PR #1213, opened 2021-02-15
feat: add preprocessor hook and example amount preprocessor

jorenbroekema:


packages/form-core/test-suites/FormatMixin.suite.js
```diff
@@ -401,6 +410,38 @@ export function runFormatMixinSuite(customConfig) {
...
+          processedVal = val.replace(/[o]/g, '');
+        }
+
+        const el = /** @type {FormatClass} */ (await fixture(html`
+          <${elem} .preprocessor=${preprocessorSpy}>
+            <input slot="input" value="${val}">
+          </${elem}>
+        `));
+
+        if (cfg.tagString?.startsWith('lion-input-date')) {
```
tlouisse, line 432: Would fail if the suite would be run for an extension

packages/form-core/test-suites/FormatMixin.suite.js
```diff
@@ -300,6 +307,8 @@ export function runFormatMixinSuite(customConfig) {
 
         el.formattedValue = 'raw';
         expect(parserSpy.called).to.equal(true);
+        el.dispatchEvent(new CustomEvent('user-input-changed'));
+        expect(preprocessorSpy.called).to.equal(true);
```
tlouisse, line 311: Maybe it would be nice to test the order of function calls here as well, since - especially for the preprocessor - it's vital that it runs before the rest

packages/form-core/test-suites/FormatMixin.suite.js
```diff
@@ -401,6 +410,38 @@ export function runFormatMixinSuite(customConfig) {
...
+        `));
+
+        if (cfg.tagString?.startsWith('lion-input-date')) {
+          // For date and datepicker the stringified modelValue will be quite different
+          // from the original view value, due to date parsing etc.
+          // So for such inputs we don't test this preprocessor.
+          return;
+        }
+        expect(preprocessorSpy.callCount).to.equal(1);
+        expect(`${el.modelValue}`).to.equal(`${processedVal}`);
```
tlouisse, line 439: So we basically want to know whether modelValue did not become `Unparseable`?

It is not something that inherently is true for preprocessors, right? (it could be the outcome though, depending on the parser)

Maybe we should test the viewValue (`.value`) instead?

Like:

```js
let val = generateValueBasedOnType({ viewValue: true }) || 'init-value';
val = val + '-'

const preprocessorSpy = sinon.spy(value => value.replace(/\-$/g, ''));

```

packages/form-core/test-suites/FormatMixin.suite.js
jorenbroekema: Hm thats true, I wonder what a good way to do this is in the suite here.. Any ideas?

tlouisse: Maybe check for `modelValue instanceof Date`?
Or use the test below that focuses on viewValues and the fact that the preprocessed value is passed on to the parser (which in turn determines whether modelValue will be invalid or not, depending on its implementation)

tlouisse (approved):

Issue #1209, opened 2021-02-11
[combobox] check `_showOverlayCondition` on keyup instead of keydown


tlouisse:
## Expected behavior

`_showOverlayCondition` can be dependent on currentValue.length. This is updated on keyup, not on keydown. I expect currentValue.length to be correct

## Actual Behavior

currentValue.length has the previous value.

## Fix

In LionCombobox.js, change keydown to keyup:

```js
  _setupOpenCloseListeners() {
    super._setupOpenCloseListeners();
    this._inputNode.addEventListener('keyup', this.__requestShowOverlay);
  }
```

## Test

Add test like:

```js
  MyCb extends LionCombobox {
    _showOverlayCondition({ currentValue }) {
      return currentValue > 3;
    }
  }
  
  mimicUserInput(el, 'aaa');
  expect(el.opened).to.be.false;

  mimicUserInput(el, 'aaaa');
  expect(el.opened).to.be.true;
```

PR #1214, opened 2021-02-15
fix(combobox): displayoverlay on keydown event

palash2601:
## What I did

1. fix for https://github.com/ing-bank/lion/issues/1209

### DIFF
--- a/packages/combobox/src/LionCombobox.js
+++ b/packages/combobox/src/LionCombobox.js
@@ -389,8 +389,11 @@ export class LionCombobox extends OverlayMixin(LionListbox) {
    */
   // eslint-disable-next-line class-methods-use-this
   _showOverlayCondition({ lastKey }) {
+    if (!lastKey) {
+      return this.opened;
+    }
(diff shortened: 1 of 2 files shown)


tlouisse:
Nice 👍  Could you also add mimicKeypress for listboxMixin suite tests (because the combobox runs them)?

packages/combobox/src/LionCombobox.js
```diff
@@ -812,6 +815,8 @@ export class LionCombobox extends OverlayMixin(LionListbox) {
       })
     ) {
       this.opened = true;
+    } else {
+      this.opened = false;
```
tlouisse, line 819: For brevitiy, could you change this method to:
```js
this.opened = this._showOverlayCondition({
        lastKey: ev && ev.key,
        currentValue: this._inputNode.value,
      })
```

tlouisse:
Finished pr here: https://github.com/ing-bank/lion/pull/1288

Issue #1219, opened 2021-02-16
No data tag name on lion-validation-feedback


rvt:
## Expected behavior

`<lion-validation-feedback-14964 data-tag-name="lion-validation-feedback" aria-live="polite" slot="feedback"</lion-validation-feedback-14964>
----------
* What the exercise asks *
Every line above that carries the string "lastKey" should be copied.

* Solution *
   _showOverlayCondition({ lastKey }) {
+    if (!lastKey) {
        lastKey: ev && ev.key,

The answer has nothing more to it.